**TASK STATEMENT**
Working from the records beneath this line, reproduce each one exactly.

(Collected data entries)
PR #870, opened 2025-12-08
Add unit test showing null Methodinvocation type

greg-dennis:
## What's your motivation?

Add unit test showing null Methodinvocation type. This test fails in this repo but the very same test passes when added to the `rewrite` repo.

### Checklist


src/test/java/org/openrewrite/java/testing/cleanup/KotlinTestMethodShouldBeUnitTest.java
```diff
@@ -0,0 +1,80 @@
...
+            return method;
+        }
+    }
+
+    private static <T> T getOnly(Iterable<T> iterable) {
+        Iterator<T> iter = iterable.iterator();
+        T only = iter.next();
+        assertFalse(iter.hasNext());
+        return only;
+    }
```
Laurens-W, line 78:
```suggestion
    @Override
    public void defaults(RecipeSpec spec) {
        spec
          .parser(KotlinParser.builder());
    }

    @Test
    void showNullMethodInvocationType() {
        rewriteRun(
          //language=kotlin
          kotlin(
            """
              class ExampleTest {
                  fun myTest() = run {
                      return 1
                  }
              }
              """
          ));
    }
```
I've simplified it to this and am indeed seeing it fail in rewrite-testing-frameworks but succeed in rewrite

greg-dennis: Right, that simple example will show the symptom, but I found the failure to be more cryptic. The intention of the PR was to reveal the underlying issue: that the type of the `run` method invocation is null.

greg-dennis: @Laurens-W, there appears to be other code that "expects" the types of Kotlin method invocations to sometimes be null ([example](https://github.com/openrewrite/rewrite/blob/e118585d5a7081be8315c669127177e8b100002f/rewrite-kotlin/src/main/java/org/openrewrite/kotlin/internal/KotlinTreeParserVisitor.java#L2018)). If that is sometimes "expected" behavior, the following workaround might make sense: https://github.com/openrewrite/rewrite/pull/6409

Thoughts?

timtebeek:
Wondering if we'll see improvement here following
- https://github.com/openrewrite/rewrite/pull/6766

If so we can close this PR.

PR #1654, opened 2026-03-11
feat(eval): add practical4 suite — group-by, schedule-overlaps, topo-sort

TimeToBuildBob:
## Summary

Adds `practical4` eval suite with three new tasks covering analytics, scheduling, and algorithms:

- **group-by**: read `sales.json`, aggregate total sales amounts by category, print sorted results. Tests JSON ingestion + grouping logic.
- **schedule-overlaps**: read `events.json`, detect overlapping time intervals, report conflicting pairs. Tests datetime parsing + interval overlap algorithm.
- **topo-sort**: read `deps.json` (task→prerequisites map), output a valid topological execution order. Tests graph algorithms + cycle detection.

All three use stdlib-only solutions and have deterministic check functions that verify both correctness and edge cases.

## Design

Same pattern as `practical`, `practical2`, and `practical3`:
- Provide input files (JSON) with specific, known values
- Agent writes a Python script that processes them
- `run` command executes the script and captures stdout
- Check functions verify exact output values

The `topo-sort` check is noteworthy: `check_topo_order_valid` verifies the topological constraint (each prerequisite appears before its dependent) for all possible valid orderings, not just one specific ordering.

**COMPLETED TASK**
PR #870, opened 2025-12-08
Add unit test showing null Methodinvocation type

greg-dennis:
## What's your motivation?

Add unit test showing null Methodinvocation type. This test fails in this repo but the very same test passes when added to the `rewrite` repo.

### Checklist


src/test/java/org/openrewrite/java/testing/cleanup/KotlinTestMethodShouldBeUnitTest.java
```diff
@@ -0,0 +1,80 @@
...
+            return method;
+        }
+    }
+
+    private static <T> T getOnly(Iterable<T> iterable) {
+        Iterator<T> iter = iterable.iterator();
+        T only = iter.next();
+        assertFalse(iter.hasNext());
+        return only;
+    }
```
Laurens-W, line 78:
```suggestion
    @Override
    public void defaults(RecipeSpec spec) {
        spec
          .parser(KotlinParser.builder());
    }

    @Test
    void showNullMethodInvocationType() {
        rewriteRun(
          //language=kotlin
          kotlin(
            """
              class ExampleTest {
                  fun myTest() = run {
                      return 1
                  }
              }
              """
          ));
    }
```
I've simplified it to this and am indeed seeing it fail in rewrite-testing-frameworks but succeed in rewrite

greg-dennis: Right, that simple example will show the symptom, but I found the failure to be more cryptic. The intention of the PR was to reveal the underlying issue: that the type of the `run` method invocation is null.

greg-dennis: @Laurens-W, there appears to be other code that "expects" the types of Kotlin method invocations to sometimes be null ([example](https://github.com/openrewrite/rewrite/blob/e118585d5a7081be8315c669127177e8b100002f/rewrite-kotlin/src/main/java/org/openrewrite/kotlin/internal/KotlinTreeParserVisitor.java#L2018)). If that is sometimes "expected" behavior, the following workaround might make sense: https://github.com/openrewrite/rewrite/pull/6409

Thoughts?

timtebeek:
Wondering if we'll see improvement here following
- https://github.com/openrewrite/rewrite/pull/6766

If so we can close this PR.

PR #1654, opened 2026-03-11
feat(eval): add practical4 suite — group-by, schedule-overlaps, topo-sort

TimeToBuildBob:
## Summary

Adds `practical4` eval suite with three new tasks covering analytics, scheduling, and algorithms:

- **group-by**: read `sales.json`, aggregate total sales amounts by category, print sorted results. Tests JSON ingestion + grouping logic.
- **schedule-overlaps**: read `events.json`, detect overlapping time intervals, report conflicting pairs. Tests datetime parsing + interval overlap algorithm.
- **topo-sort**: read `deps.json` (task→prerequisites map), output a valid topological execution order. Tests graph algorithms + cycle detection.

All three use stdlib-only solutions and have deterministic check functions that verify both correctness and edge cases.

## Design

Same pattern as `practical`, `practical2`, and `practical3`:
- Provide input files (JSON) with specific, known values
- Agent writes a Python script that processes them
- `run` command executes the script and captures stdout
- Check functions verify exact output values

The `topo-sort` check is noteworthy: `check_topo_order_valid` verifies the topological constraint (each prerequisite appears before its dependent) for all possible valid orderings, not just one specific ordering.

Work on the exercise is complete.